Sense Tagging the Penn TreeBank
Martha Stone Palmer, University of Pennsylvania
April 18, 2000
As our national interests become increasingly global, timely access to information in other languages becomes more and more necessary. This can only be provided efficiently through the use of automated or semi-automated information processing technology. Computational lexical semantics plays a critical role in multilingual information processing, especially machine translation where it is essential for accurate lexical choice. This talk will give examples of difficult translation choices, and demonstrate how the use of cross-linguistic semantic components based on lexical generalizations can lead to accurate predictions. It will introduce Levin classes and a refinement of them, Intersective Levin classes, and show how the closely coupled syntactic frames and semantic components they supply provide a methodology for defining regular sense extensions. The regular sense extensions exemplified by the syntactic adjunctions supply concrete criteria for sense distinctions, which provide a basis for VerbNet, a public domain lexical resource that is being used for semantic annotation of on-line corpora, including the Penn TreeBank. The approach and methodology that is being used to associate WordNet and VerbNet sense tags as well as predicate-argument structures with the Penn TreeBank will be described.

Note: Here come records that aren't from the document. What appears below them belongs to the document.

PR #17133, opened 2026-05-11
fix(firefox): repack source tarball without ESRP-flagged ff-inst.exe and 607222.html

anphel31:
Fixes: [AB#19869](https://dev.azure.com/mariner-org/36d030d6-1d99-4ebd-878b-09af1f4f722f/_workitems/edit/19869)

## Summary

The upstream Mozilla Firefox source tarball ships content flagged by the
AZL RPM signing pipeline (ESRP) as obfuscated / malware-like:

Professor Martha Palmer is in the Computer and Information Sciences Department of the University of Pennsylvania, as well as the Institute for Research in Cognitive Science. She has been actively involved in research in Natural Language Processing and Knowledge Representation for over twenty years, beginning with her graduate work at the University of Edinburgh on the use of Lexical Conceptual Structures as predicate argument structures for driving the semantic interpretation process. This lexically based semantic interpretation process was continued during a postdoc at the University of Pennsylvania and formed the basis of the successful DARPA-funded text processing system, Pundit, which she built at Unisys during the 80's. This system integrated semantic and pragmatic processing in innovative ways that enabled sophisticated reference resolution and temporal analysis. During her three year visit to the National University of Singapore she began applying these same techniques to the task of English to Chinese Machine Translation, and has continued this research since returning to Philadelphia and the University of Pennsylvania in 1993. She is now broadening her interest in lexical semantics to include cross-linguistic verb classifications and is involved in building a Chinese TreeBank for the Department of Defense and a Korean/English Machine Translation system for the US Army. She is currently a member of the Advisory Committee for the DARPA TIDES program, (Trans-lingual Information Detection, Extraction and Summarization), the coordinator for American involvement in EAGLES, the international Expert Advisory Group on Language Engineering Standards, and is Chair of SIGLEX, the Special Interest Group on the Lexicon. She was previously on the Executive Committee of the Association of Machine Translation for the Americas and the Executive Committee of the Association of Computational Linguistics, as well as Co-Program Chair of ACL-96.